Ekin + Emass = mg(v)

now Emass is not constant anymore, it is also function of velocity. Also it would be zero when v=0. but Emass may approach still mc^2 in higher velocities, but it does not in low velocities.

 

[sami_m]

That would be a convincing argument. Can you give me a corresponding example and show that the experimental observations require A(v)=0?

for seeking if A(c) = 0, or A(v) = 0 i guess it can be done by seeking the maximum of the released total energy per one collision ?

 

[sami_m]

so the relativistic form of the energy would be E= \gamma mc^2 +A(v) = \sqrt{p^2c^2 + m^2c^4 }+A(v) , but nobody talks about possible term A(v).
I am not sure about this , but E may have at least observed to have maximum:
E \to \sqrt{p^2c^2 + m^2c^4} , when v \to c
but there may be room to speculate that A(v) is not zero in low velocities.(?)

 

[Herman Trivilino]

I am not sure about this , but E may have at least observed to have maximum:
E \to \sqrt{p^2c^2 + m^2c^4} , when v \to c

As $v \to c$ the total energy increases beyond all bounds. There is no maximum.

 

[sami_m]

As $v \to c$ the total energy increases beyond all bounds. There is no maximum.

yes,that is true i said wrongly - i mean in high energy collisions it may be possible to see at least:
-whether E_{tot} \to \sqrt { p^2c^2 + m^2c^4} when v \to c ( E_{tot} approach asymptotically this Energy formula) and
-whether E_{mass} = E_{tot} - E_{kin} \to mc^2 when v \to c ( whether E_{mass} has maximum mc^2, when v \to c )

but it may be less clear whether this A(v) \neq 0 when v << c ,what would mean also that E_{mass} = mc^2 + A(v) \neq mc^2 when v &lt;&lt; c

The equation for work or kinetic energy from the work integral was:
W = [ m\gamma c^2 + A(v) ] - [mc^2 + A(v) ]

where this A(v) is usually thought to be zero. But i don't know how to prove it.

 

[Herman Trivilino]

i mean in high energy collisions it may be possible to see at least:
-whether E_{tot} \to \sqrt { p^2c^2 + m^2c^4} when v \to c ( E_{tot} approach asymptotically this Energy formula)

There's no asymptote, either. The total energy of an object increases beyond all bounds as its speed relative to the observer approaches $c$.

The equation for work or kinetic energy from the work integral was:
W = [ m\gamma c^2 + A(v) ] - [mc^2 + A(v) ]

The work-energy theorem is a dynamical relation, valid for objects that cannot posses internal energy, for example, a point particle. If you see it introduced as anything more than that, it presents work as something that cannot be generalized to thermodynamic work. This is why you see introductory physics textbooks changing the way the work-energy theorem is treated in dynamics. They want a definition of work that can be generalized to include not just dynamical considerations, but also thermodynamics.
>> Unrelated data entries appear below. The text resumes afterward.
PR #1481, opened 2022-09-30
Add CRAN Status Monitor

cicdguy:
So this will not go into effect until it's merged into `main`, because `main` is the default branch and scheduled and dispatched workflows are initialized on merge to the default branch.

This workflow can be applied to other Admiral projects, and other CRAN projects in general.


bms63 (approved):
This is so cool.  I love cron

bms63:
Is there anything stopping us from merging this?

thomas-neitmann:
Doesn't seem that way @bms63. You just have to merge it 😉

Issue #510, opened 2018-10-07
Move to use Slack's new APIs and tokens?


Helcaraxan:
# Context & problem
Somewhat. Almost filed this as a "bug" rather than an FR but thought that as it is not a blocker issue I'd go this way to open up the discussion. I have been in the process of setting up some bridging between, mostly, Discord & Slack. Matterbridge is great for this (love, kudos and many thanks to this great repo and its contributors!).

The Discord-side has been entirely painless, up and running within minutes (if not seconds). However the Slack-side has been (and still is) a painful experience. Everything worked fine on my own test-Slack workspace but when migrating to an Enterprise Slack things got a little bit spicier. The obvious failure in the room was the continuous inability for Matterbridge to forward incoming Discord messages with the error `channel_not_found`.

# Solution
Debugging brought me into the depths of the Slack API and the `nlopes/slack` (which are both old friends o' mine). Long story short, Matterbridge relies (if one follows the documentation) on Slack legacy tokens. There have however been significant changes with regards to how Slack deals with Apps and their bots and it is nowadays perfectly possible to use non-legacy tokens. Another, separate, change has been their ["Conversations API"](https://api.slack.com/docs/conversations-api) which aims at simplifying the management of all things chat.

The easiest, albeit not necessarily best, solution would be to switch entirely to using the new Apps+bot approach and rewrite the code in `bridge/slack/slack.go` accordingly. This would remove the possibility to use legacy tokens. A clean-up of the semantics of the Slack-section in the configuration file could be done at the same time.

# Alternatives
If the removal of legacy tokens is considered to be too much of burden and there is a preference for a more gradual migration there is an alternative:

Maintaining the status quo that is adapted to legacy token and write separate new code-paths for the Apps+bots path. These paths could be auto-chosen based on the specified token value (as the new bot-tokens all start with `xoxb-`, unlike the legacy tokens).

# Further notes
I'd be happy to write the code for this. I'll be writing a variant of it anyway given that I will need to use the new Apps+bot approach myself. However thought I'd ask for input here first to decide which of both ways would be preferred when the time comes for a PR.

42wim:
Hi, thanks for looking into this!

I've noticed the conversation API changes (matterircd has added support), but haven't got time yet to add this to matterbridge (and I also don't have access to the paid version) so your help and a PR is more than welcome!

I've looked into the bot tokens before and one issue was that matterbridge couldn't join the channels by itself, it needs to be invited (I'm not sure if this is still the case).

[...]

Issue #481, opened 2018-08-08
Matterbridge incorrectly posts image caption when bridging Telegram <=> Slack


genotrance:
**Describe the bug**
I'm using matterbridge to bridge a Telegram channel to Slack. Everything works great except when someone other than me posts an image with a caption. As soon as that happens, my bot will repost the caption from that image as a plain text message to Telegram.

**To Reproduce**
Bridge Telegram to Slack, wait for someone to post an image with caption. Your bot will post the caption back to the channel.

**Screenshots/debug logs**
I've attached a sceenshot from Telegram and Slack for reference.

**Environment (please complete the following information):**
 - OS: Ubuntu
 - Matterbridge version: Latest #head as of today

genotrance:
![slack](https://user-images.githubusercontent.com/192231/43858395-88956552-9b13-11e8-8eee-74775c8bba28.JPG)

where this A(v) is usually thought to be zero. But i don't know how to prove it.

I don't think it can be "proven". A proof is something that follows from premises, so in that sense there is no information in the end result of a proof that wasn't already present in the premises. To me, the more important consideration is evidence to support it. Can you think of any experiment that could be done to detect the presence of a nonzero value for $A(v)$?